Newscaster: In other news, a local man was severely beaten by group of roving youths
*cut to file footage of me prancing around town in a unicorn costume*
Newscaster: Moron, this, at 11
Given their destructive force to homes, kids’ birthday parties should get names like hurricanes do. Birthday Party Hugo.
wife: what r u doing
me: shredding my birth certificate
wife: why
me: *starts disappearing* it’s working
3: mommy! Come look, I made a water fall
Me: oh dear god
4-year-old trying pop rocks:
I think there’s some people having a birthday in my mouth
Wife: you’ve hardly touched your dinner…talk to me.

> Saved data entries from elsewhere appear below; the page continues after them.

PR #1444, opened 2022-10-13
refactor!: make mersenne internal

### LINKED ISSUE #1348: Mark Mersenne module as internal and hide it from ts and the api-docs

The mersenne module is an internal module that should be called by external users/libraries.

### Suggested solution

- Mark the mersenne module as internal
- Hide the field references/mark them as internal or private
- Hide the Mersenne module from the api-docs

### Alternative

- Remove the mersenne module/merge it with the main Faker class

### Additional context

_No response_

Shinigami92:
closes #1348


src/internal/mersenne/mersenne.ts
```diff
@@ -0,0 +1,64 @@
...
+   */
+  seed(seed: number | number[]): void;
+}
+
+/**
+ * Generate seed based random numbers.
+ *
+ * @internal
+ */
+export default function mersenne(): Mersenne {
```
xDivisionByZerox: Why did you change the implementation itself? If we have classes all over the place, why use a function here? I know then you basically did the same, but syntactically it differs strongly from the rest of the implementations in the code base.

Me: *sigh* I can’t keep teaching zoology, Susan. I’m so tired of answering stupid questions.
Waiter: how does the chicken taste?
Me: WITH ITS TONGUE
If it weren’t for the gutter my mind would be homeless.
Me: You want to see me rip a phone book in half?
Kid: What’s a phone book?
I saw your link on Facebook.
What happened next will blow your mind…….I didn’t open it.
I told my friends, family and dentist that I chipped my tooth recently because Storm Isha blew the garden door into my face at high speed. The truth is that I was actually playing tug of war with our Alsatian dog, by holding the other end of the rope in my teeth.
Cop: Do you know why I pulled you over?
Me: Because you got picked on in high school?
Cop: *sniffles* Shut up.
Stopped by a roadside farm where I saw a sign that said “DUCK, EGGS”.
I was contemplating the position of the comma when it hit me.
My dad is a legend at hide and seek. One time I needed mom’s help to find him. He was hiding at a motel with a strange lady.
My doctor told me that despite my efforts, I’ll probably live a long life. I’m taking the news pretty hard
What’s the 5 second rule when you drop a baby on the floor?
There’s no way to look cool when the doctor walks into your exam room just as you’re blowing up a rubber glove.
Wanna hear a construction joke?
I’m working on it.
[showing people around museum] and if u look to ur left you’ll see a bunch of uppity people who get reaaal weird when you lick the paintings
HER: [walks in wearing lingerie] See anything you like?
ME: I don’t think that will fit me.
Today, after my mom got vaccinated, she insisted on 8 gallons of pistachio ice cream. Who’s the kid now?
When a shoelace touches your ankle
“Is there really a fire? Prove it.” -Mrs. Doubtfire
Hope to get one dose of Pfizer and one dose of Moderna and just let them fight it out in my body
*Me on a first date* centaurs have two rib cages
[accidentally brings blow dryer instead of gun to bank robbery]
teller: WHAT
me: I SAID GIVE ME ALL THE MONEY
teller: WHAT
me: THE MONEY
teller: GOD IT’S HOT IN HERE
People say I mangle metaphors, but you can’t make an omelet without beating a few dead horses.
BRAIN: here comes a compliment guys
HEART: yay!
ANXIETY: idk about this
INSECURITY: [bats it away] close one
I don’t need a sugar daddy. I need a chicken wing daddy.